The go-to equation here is Fourier's Heat Equation (with thermal load $q$):

$$\frac{\partial T}{\partial t}=\alpha \frac{\partial^2 T}{\partial x^2}+q$$ Or: $$T_t=\alpha T_{xx}+q\tag{1}$$ 2. Non-heated sections:

These can be treated as convective heat losing fins, the derivation of which can be found here. The resulting differential equation is (also steady state): $$T''-\frac{Ph}{Ak}(T-T_{\infty})=0\tag{2}$$ Let's make a small transformation of dependent variable: $$T-T_{\infty}=u$$


Because we're looking for steady state, so $u_t=0$, $(1)$ becomes: $$\alpha u''(x)+q=0\tag{3}$$

$(3)$ integrates easily: $$u'=-\frac{q}{\alpha}x+c_1$$ $$u=-\frac{q}{2\alpha}x^2+c_1 x+ c_2$$ Also, because the system's geometry is symmetric about $x=0$, that means the maximum of $u$ must also be at $x=0$, so: $$u'(0)=0 \Rightarrow c_1=0$$ $$\Rightarrow u(x)=-\frac{q}{2\alpha}x^2+ c_2$$ $(2)$, after the transformation of $T$ becomes:

$$u''-m^2u=0\tag{4}$$ $$\text{where }m^2=\frac{Ph}{Ak}$$ (For the definition of symbols please consult the link above)

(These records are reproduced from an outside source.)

PR #730, opened 2025-04-29
:bug: Fixed not setting Z dimension while determining aspect ratio for cell-level layout

wlambooy:
## Description

Thanks a lot to @simon1hofmann for reporting this bug! For SiDB layouts, there is no issue, but it can be observed when, for instance, the QCAOne library is applied to a gate-level layout with crossings. In PR #653 , some code was changed and it was overlooked to think about setting the Z dimension.

## Checklist:


simon1hofmann:
Thanks a lot for the quick fix 🙏

marcelwa (changes requested):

$(4)$ solves to: $$u(x)=c_3e^{mx}+c_4e^{-mx}$$ As a boundary condition, I choose 'no heat loss at the end-points', so: $$u'(L_2)=0$$

Thus: $$mc_3e^{mL_2}-mc_4e^{-mL_2}=0\tag{5}$$

The temperature profile must be differentiable so that the derivatives in $L_1$ must be equal:

$$mc_3e^{mL_1}-mc_4e^{-mL_1}=-\frac{q}{\alpha}L_1\tag{6}$$

$(5)$ and $(6)$ allow to determine $c_3$ and $c_4$.

Finally there can only be one value of $T_1$, so:

$$-\frac{q}{2\alpha}L_1^2+ c_2=c_3e^{mL_1}+c_4e^{-mL_1}\tag{7}$$

With knowledge of $c_3$ and $c_4$, $c_2$ can then be determined.